Extracted entries →

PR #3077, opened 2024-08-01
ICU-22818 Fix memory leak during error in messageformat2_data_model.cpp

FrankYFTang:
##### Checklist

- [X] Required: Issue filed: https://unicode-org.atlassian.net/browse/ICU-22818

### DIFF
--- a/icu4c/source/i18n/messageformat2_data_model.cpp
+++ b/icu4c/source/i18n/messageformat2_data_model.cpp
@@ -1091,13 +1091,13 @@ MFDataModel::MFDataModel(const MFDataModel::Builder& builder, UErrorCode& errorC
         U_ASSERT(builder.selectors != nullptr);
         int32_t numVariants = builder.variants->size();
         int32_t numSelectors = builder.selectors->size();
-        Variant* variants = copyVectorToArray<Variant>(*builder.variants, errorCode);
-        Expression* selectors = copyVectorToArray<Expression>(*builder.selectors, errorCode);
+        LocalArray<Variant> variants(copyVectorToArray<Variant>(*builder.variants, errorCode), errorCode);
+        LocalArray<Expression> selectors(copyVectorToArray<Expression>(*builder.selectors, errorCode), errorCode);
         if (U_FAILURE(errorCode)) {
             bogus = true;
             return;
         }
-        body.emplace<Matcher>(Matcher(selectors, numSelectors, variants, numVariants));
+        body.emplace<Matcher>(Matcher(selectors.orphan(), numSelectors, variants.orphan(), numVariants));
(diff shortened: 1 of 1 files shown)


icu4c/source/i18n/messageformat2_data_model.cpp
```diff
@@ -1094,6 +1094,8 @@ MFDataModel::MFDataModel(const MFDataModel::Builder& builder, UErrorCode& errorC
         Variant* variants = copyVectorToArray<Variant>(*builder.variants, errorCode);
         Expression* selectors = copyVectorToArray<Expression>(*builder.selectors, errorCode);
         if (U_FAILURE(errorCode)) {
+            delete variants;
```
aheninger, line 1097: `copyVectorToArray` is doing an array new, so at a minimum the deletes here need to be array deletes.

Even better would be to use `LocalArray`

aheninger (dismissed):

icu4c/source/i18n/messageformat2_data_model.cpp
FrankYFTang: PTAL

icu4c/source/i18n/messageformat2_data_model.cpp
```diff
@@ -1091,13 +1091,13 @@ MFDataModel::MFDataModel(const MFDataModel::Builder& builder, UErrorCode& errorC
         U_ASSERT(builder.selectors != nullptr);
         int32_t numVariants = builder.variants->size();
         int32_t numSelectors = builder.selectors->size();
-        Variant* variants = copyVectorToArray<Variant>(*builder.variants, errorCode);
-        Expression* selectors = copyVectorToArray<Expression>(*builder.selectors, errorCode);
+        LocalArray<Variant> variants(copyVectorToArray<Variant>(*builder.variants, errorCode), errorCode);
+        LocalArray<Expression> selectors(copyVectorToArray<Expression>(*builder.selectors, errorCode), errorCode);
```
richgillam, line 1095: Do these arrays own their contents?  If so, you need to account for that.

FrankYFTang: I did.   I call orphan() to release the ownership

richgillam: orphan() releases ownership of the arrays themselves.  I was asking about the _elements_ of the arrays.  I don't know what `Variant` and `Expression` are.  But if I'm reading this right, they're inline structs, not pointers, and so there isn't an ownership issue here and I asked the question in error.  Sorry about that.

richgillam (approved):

Work item → Scan the records for the word "Matcher". Copy each line where it turns up.

Solution to the problem →
-        body.emplace<Matcher>(Matcher(selectors, numSelectors, variants, numVariants));
+        body.emplace<Matcher>(Matcher(selectors.orphan(), numSelectors, variants.orphan(), numVariants));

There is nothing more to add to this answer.